Either reply here, or join the discussion on #powerdns-dev on irc.oftc.net.

The tl;dr: For the next few months we will be spring cleaning git master,
and stable code and releases can be found in the auth-3.4 and recu-3.7
branches.  We'll also be moving to C++ 2011.  Now read on for the whole
story.

First some background. PowerDNS is a 15 year old software project, and over
these 1.5 decades, we have built up some ‘technical debt’
(http://en.wikipedia.org/wiki/Technical_debt), and it is time for a spring
cleaning in our code.

Meanwhile, we are broadening what our code does, to include for example
smart, DNS-native, load balancing and further denial of service mitigation. 
And of course, the major work of bringing carrier-grade DNSSEC to the
recursor.

Finally, we’ve fallen in love with C++ 2011, and we would like to start
taking advantage of this now 4 year old revision of C++.

All this means some important changes.

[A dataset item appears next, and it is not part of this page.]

PR #1446, opened 2021-07-30
Implement new `Value::type_of` method

### LINKED ISSUE #1436: Adding a `Map` to itself panics on the second attempt
**Describe the bug**
When adding a `Map` to itself via `set()`, the first `set()` succeeds, but the second one does reliably produce a panic.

For one, where it used to be the case
that our git ‘master’ was usually fit to run in production (and people
actually did this), for the coming few months please consider our master
branch a ‘heavy development zone’.  While we’ll try to keep things working,
it might break for hours or even days at a time.  Even though there will
be somewhat of a wild-west aspect to development, major changes will be
implemented as pull requests from separate branches that can be studied by
the community.

Meanwhile, PowerDNS 3.x development and maintenance will continue on
separate release branches.  The latest 3.x releases will remain actively
supported until 4.x is more powerful, more stable, and can be compiled on
Debian Stable (more about this later).  Active support means more than
passive maintenance, if there are pressing things that need to happen, they
will happen.  But the focus for new things will shift to 4.x.

Things we will be addressing during our spring cleaning include:

   * We treat DNS names as ASCII strings, which we escape and unescape
     repeatedly.  DNS names are not ascii strings, and we keep finding
     issues related to us treating them like strings.

   * The PowerDNS Authoritative Server distributes queries to multiple
     backends inefficiently

   * The PowerDNS Recursor cache is both slower and less memory efficient
     than it could be

   * DNSSEC in the PowerDNS Recursor

   * Move our own atomic, locking and semaphore infrastructure to C++ 2011
     native

The somewhat bad news about the spring cleaning is that we’ll come out of it
as a C++ 2011 project, which means that to compile PowerDNS, you’ll need GCC
4.8 (released in March 2013).  Gcc 4.8 is not currently the default in
Debian stable or RHEL/CentOS 6.  It is the default in RHEL7 and in what will
become the next Debian stable.  It also ships in Ubuntu 14.  We will also be
targeting clang 3.5.  We have chosen C++ 2011 for a variety of reasons, many
of which are described in an earlier blogpost
(http://bert-hubert.blogspot.nl/2015/01/on-c2011-quality-of-implementation.html).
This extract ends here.